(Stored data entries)
----------------------------------------
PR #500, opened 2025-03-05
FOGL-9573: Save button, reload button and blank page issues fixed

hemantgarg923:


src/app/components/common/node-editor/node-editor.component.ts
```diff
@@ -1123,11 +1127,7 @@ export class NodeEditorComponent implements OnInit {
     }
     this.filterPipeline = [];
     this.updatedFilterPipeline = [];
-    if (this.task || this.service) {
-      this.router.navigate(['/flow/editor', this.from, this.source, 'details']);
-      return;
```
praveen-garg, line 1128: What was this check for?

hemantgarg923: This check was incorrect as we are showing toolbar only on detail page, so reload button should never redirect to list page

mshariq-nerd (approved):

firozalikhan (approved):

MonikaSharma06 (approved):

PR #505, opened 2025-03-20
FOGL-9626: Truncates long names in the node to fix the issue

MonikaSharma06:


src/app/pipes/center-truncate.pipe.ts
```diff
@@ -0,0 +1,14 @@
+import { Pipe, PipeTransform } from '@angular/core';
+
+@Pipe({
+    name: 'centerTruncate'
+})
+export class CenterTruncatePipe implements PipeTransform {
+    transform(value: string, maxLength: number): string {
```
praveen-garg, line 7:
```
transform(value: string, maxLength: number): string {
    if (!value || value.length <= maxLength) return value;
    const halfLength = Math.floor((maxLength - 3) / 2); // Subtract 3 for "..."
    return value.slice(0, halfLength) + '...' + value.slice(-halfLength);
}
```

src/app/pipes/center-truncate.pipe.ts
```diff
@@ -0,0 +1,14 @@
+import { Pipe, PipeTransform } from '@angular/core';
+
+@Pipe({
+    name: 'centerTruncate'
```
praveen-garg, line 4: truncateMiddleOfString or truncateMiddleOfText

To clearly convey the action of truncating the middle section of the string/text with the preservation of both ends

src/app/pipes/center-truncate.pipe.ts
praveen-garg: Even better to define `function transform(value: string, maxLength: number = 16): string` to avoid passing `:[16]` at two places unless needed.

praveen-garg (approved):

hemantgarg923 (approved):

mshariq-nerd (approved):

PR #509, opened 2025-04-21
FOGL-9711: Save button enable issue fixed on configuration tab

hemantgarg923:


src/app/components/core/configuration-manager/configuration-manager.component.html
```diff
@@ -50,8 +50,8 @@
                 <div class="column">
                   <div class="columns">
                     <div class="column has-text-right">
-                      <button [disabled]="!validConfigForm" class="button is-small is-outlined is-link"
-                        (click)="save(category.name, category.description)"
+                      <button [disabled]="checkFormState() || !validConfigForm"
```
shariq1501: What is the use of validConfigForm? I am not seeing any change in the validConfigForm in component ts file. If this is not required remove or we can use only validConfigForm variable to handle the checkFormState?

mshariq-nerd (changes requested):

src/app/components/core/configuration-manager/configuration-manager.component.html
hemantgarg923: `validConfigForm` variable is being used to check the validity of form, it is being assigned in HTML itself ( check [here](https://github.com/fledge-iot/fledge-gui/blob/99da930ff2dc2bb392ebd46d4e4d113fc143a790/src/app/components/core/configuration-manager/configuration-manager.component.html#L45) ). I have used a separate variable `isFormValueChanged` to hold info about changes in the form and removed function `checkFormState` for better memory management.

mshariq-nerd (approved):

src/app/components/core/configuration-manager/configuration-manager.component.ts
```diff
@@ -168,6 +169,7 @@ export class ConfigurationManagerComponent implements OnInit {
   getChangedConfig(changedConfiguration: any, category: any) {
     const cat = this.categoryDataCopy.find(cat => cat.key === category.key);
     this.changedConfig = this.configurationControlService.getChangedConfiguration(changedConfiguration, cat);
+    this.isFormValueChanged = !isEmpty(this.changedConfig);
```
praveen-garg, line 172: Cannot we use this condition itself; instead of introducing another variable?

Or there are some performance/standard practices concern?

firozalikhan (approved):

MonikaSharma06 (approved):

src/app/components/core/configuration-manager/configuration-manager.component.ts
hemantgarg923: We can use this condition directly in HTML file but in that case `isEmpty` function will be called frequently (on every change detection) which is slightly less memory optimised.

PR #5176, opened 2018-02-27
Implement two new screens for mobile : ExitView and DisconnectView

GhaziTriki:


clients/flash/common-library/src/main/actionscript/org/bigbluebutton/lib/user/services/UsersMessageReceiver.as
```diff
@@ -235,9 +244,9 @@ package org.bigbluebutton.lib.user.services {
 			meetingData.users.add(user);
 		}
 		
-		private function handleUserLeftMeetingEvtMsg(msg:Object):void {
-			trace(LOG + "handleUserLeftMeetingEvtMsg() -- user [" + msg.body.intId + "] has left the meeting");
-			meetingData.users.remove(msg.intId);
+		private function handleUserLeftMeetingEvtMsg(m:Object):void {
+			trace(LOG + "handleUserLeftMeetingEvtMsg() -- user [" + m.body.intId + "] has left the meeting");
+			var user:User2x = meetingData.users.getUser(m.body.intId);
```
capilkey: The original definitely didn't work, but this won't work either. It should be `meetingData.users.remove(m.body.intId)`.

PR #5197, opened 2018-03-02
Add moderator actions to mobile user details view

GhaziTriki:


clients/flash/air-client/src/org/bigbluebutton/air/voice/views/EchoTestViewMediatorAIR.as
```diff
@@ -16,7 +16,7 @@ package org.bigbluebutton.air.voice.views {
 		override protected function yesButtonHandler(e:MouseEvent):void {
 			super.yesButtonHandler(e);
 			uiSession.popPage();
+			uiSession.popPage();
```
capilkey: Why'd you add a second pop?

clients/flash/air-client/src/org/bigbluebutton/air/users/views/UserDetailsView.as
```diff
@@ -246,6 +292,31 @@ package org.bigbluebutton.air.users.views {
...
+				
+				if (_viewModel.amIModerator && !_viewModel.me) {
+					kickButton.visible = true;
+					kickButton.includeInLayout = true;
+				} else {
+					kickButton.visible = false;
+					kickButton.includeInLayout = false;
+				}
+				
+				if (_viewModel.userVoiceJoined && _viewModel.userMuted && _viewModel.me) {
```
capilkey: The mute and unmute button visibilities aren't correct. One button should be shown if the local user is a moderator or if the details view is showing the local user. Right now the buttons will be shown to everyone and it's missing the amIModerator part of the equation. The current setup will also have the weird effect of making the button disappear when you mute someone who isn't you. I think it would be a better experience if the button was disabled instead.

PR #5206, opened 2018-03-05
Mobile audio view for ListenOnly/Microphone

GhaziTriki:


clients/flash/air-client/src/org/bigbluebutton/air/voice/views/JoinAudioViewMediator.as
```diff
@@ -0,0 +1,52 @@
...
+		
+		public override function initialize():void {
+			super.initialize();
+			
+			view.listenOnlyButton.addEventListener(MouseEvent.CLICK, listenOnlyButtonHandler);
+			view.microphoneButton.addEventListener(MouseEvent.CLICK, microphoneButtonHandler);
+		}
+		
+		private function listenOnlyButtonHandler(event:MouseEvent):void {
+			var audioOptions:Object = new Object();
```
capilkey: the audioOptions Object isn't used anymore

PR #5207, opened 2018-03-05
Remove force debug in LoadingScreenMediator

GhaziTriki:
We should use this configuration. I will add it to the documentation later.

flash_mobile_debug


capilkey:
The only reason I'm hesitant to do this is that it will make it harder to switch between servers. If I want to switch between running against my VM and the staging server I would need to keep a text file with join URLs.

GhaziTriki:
----------------------------------------
■ Exercise goal ■
Lines that include the word "category" are to be extracted from the data above.

■ Answer to this task ■
-                        (click)="save(category.name, category.description)"
   getChangedConfig(changedConfiguration: any, category: any) {
     const cat = this.categoryDataCopy.find(cat => cat.key === category.key);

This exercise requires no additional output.